Après Paris1, c’est à Montréal qu’on démontre que l’élevage d’abeilles mellifères peut se révéler défavorable aux abeilles sauvages en milieu urbain.

Gilles Lecuir, Département Biodiversité de L’Institut Paris Région

L’étude publiée en 2023 par MacInnis et al. à Montréal2 arrive aux mêmes conclusions que des études précédentes qui avaient amené d’autres villes à revoir leurs plans d’actions en matière d’amélioration de la biodiversité en ville.

Dès 2018, la ville de Metz a notamment revu son approche des ruches en ville3, en limitant strictement le nombre de ruchers au regard des ressources florales disponibles, pour limiter la compétition avec les populations d’abeilles sauvages.

En 2022 en Suisse, une étude établie sur le suivi du nombre de ruchers au regard des ressources disponibles pour les abeilles sur 6 années et dans 14 villes a démontré que le nombre de ruches avait presque doublé sur la période, pour des ressources florales équivalentes, aboutissant à la conclusion que trop de ruches en ville était néfaste à la biodiversité4.

En 2022 à Nantes, François Meurgey, entomologiste au muséum d’histoire naturelle de Nantes, alertait lui aussi le sujet de la multiplication des ruches dans la métropole nantaise, qualifiant cette démarche de “fausse bonne idée”5.

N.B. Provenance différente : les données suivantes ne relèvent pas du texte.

PR #1976, opened 2019-11-12
move unless into manage_security_corerules

SimonHoenscheid:
This PR moves the unless block inside the manage manage_security_corerules block because it is only needed if core rules are there. It also prevents the apache::security::rule_link define to be called if security core rules are not managed

### DIFF
--- a/manifests/mod/security.pp
+++ b/manifests/mod/security.pp
@@ -229,10 +229,10 @@ class apache::mod::security (
       require => File[$modsec_dir],
       notify  => Class['apache::service'],
     }
-  }
 
-  # Debian 9 has a different rule setup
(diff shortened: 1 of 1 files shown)


florindragos:
Hello @SimonHoenscheid,
Thanks for your contribution!
Can you provide some more info on why this is necessary?
From what I can see, the unless has been outside manage_security_corerules for a long time.

tuxmea:
@florindragos : we recommend to only activate the security rules when security rules are set at all.
The actual code will try to set rules, even when `$manage_security_crs` is set to false.

SimonHoenscheid:
@florindragos I updated the description to make the intention more clear

florindragos:
got it! makes sense, was just wondering why it was not fixed earlier.

PR #1979, opened 2019-11-29
When using mod jk, we expect the libapache2-mod-jk package to be installed

tuxmea:


sheenaajay:
@tuxmea Thanks for submitting the PR.
Ran adhoc job and it ran successfully on all nodes.
pid 36260 exit 0
Successful on 20 nodes:

PR #1983, opened 2019-12-09
Add Github Actions release workflow

lionce:
add github actions to master

### DIFF
--- a/.github/workflows/release.yml
+++ b/.github/workflows/release.yml
@@ -1,0 +1,52 @@
+name: "release"
+
+on: 
+  push:
+    branches:
+      - 'release'
+
+jobs:
+  LitmusAcceptance:
+
+    runs-on: self-hosted
+
+    strategy:
+      matrix:
+        ruby_version: [2.5.x]
+        puppet_gem_version: [~> 6.0]
+        platform: [release_checks]
+        agent_family: ['puppet5', 'puppet6']
+
+    steps:
+    - uses: actions/checkout@v1
+
+    - name: Litmus Parallel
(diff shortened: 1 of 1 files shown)


.github/workflows/release.yml
```diff
@@ -0,0 +1,52 @@
...
+      with:
+        platform: ${{ matrix.platform }}
+        agent_family: ${{ matrix.agent_family }}
+
+  Spec:
+    runs-on: self-hosted
+
+    strategy:
+      matrix:
+        check: [parallel_spec, 'syntax lint metadata_lint check:symlinks check:git_ignore check:dot_underscore check:test_file rubocop']
```
ekohl: I noticed the same thing was used in Travis. Have you considered a proper task in [puppetlabs_spec_helper](https://github.com/puppetlabs/puppetlabs_spec_helper) to capture these? Perhaps just a `check:all` to capture all the `check:*` tasks there would help.

Also note that `syntax metadata_lint` should be [validate](https://github.com/puppetlabs/puppetlabs_spec_helper/blob/4fb572b8eab2662b751f32b522f5f8f2c99c8be7/lib/puppetlabs_spec_helper/rake_tasks.rb#L231-L245) to also check `.rb` files.

carabasdaniel: @ekohl Thanks for the great suggestion, we will change these in the near future, maybe removing entirely the unit tests from this workflow as those are run already on Travis, however this PR is meant for synchronisation of our release branch with the master branch.

ekohl: My bad, didn't see it. Still not entirely used to having a release branch.

PR #1984, opened 2019-12-10
Fix newline being added before proxy params

oxc:
When a proxy_pass with additional params is defined within a directories location entry, the params get appended in a new line (which breaks config).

“Aujourd’hui, à cause de la fragmentation des habitats et des pesticides des agriculteurs, les abeilles sauvages quittent les campagnes pour trouver refuge en ville. On en dénombre environ 150 espèces à Nantes. Sauf qu’avec la multiplication des ruches et l’explosion des abeilles domestiques, elles se font chasser. Et c’est un vrai problème !”

Les écosystèmes urbains sont trop complexes (vivants) pour se prêter à des approches aussi simples que d’attribuer de façon “automatique” des vertus en faveur de la biodiversité à l’installation de ruches en ville.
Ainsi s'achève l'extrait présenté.